Quel est, des tirs de missiles, pardon, ont atteint des hangars jordaniens avec des drones américains à l'intérieur. Israël serait-elle la prochaine cible des frappes actuelles de l'Iran ? Les Iraniens ont dit qu'ils frapperaient Israël si les États-Unis frappaient des infrastructures civiles. Voilà. Donc, je pense qu'il faut les, il faut les écouter, parce que, on a bien vu qu'ils faisaient en général ce qu'ils annonçaient. Ce qui veut dire aussi, c'est que la chaîne de commandement fonctionne assez bien. Donc, voilà, il faut être, il faut être prudent. Mais, mais aujourd'hui, d'ailleurs, comme pendant la guerre, on voit bien que les, les Iraniens concentrent leurs attaques sur les, sur les bases américaines et sur les pays aussi. C'est là où, c'est toute la, je dirais, le côté un peu vicieux, c'est que, par exemple, ils ont frappé un tanker qatari, un tanker saoudien, des pays qui ne sont pas les plus hostiles à l'Iran. Mais pourquoi ils l'ont fait ? Parce que je pense que, et d'ailleurs, vous l'avez lu, l'accord-cadre prévoit quand même un fond de 300 milliards de dollars pour la reconstruction de l'Iran. Et qui va abonder ce fond ? Ben, ça va être en partie les pays du Golfe. Alors, certains, le Qatar, ils sont, je pense, déjà favorables.
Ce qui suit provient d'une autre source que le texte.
PR #65, opened 2021-03-28
Feature/auth and roles

HellHunterMax:
THIS WILL (probably) NOT BE MERGED WITH DEV THIS IS JUST FOR REFERENCE.
I WILL ADD MORE INFO AND DOCUMENTATION TO THIS TONIGHT!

L'Arabie Saoudite, pas trop. Mais en les, en les attaquant, c'est aussi une façon de dire : "On vous met la pression, vous devrez, vous devrez participer à ce fond."
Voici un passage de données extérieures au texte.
PR #66, opened 2021-03-29
Feature/adding interfaces

HellHunterMax:
I think this skeleton should be good. now everyone should be able to work on their separate issues.
Lets merge this as quickly as possible so people can start working on this new revised version.


chrisK00 (approved):

JBSE (approved):

HellHunterMax:
I'll make 1 change to return type of the login Controller method.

Quelle suite, George ? Est-ce que les négociations vont reprendre ? Je pense que les négociations vont reprendre, parce que personne n'a vraiment intérêt à une reprise de la guerre. Ce serait un échec pour Donald Trump. Ce serait aussi lourd de conséquences pour le pouvoir iranien. Donc, on devrait assister à une reprise des négociations, négociations qui vont aborder des problèmes cette fois-ci extrêmement cruciaux, c'est-à-dire la gestion du D3 d'Ormous, dont on vient de parler, le nucléaire. Et là, les positions, notamment sur le D3 d'Ormous, risquent, et sur le nucléaire aussi, de risquer d'être antagonistes. Et donc, mais vous savez, les 60 jours, d'ailleurs, dans le texte, c'est marqué 60 jours, possiblement reconductifs. Donc, à la fin des 60 jours, vous n'aurez pas un accord, et puis on recommencera après à négocier. On s'achemine vers une période comme ça de ni guerre ni paix, dont chacun pense qu'il sortira vainqueur. Et bien, on continuera d'avoir le plaisir de commenter avec vous. Enfin, de vous, d'avoir le plaisir de votre présence pour pouvoir la commenter plus exactement. Merci beaucoup, George Malbrun.